Copy out every line of the records in which "from" can be found.

_PROVIDED INFORMATION:_
#####

PR #1005, opened 2021-06-18
remove nodes from db upon reimage

bmc-msft:
The flag `Node.reimage_queued` is intended to stop nodes from reimaging repeatedly.  

In #970, in order to work around Azure API failures, this flag was cycled if the node was already set to cleanup.  Unfortunately, reimaging can sometimes take a significant amount of time, causing this change to get nodes multiple times.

#####

_ANSWER FOR THE TASK:_
remove nodes from db upon reimage
The flag `Node.reimage_queued` is intended to stop nodes from reimaging repeatedly.  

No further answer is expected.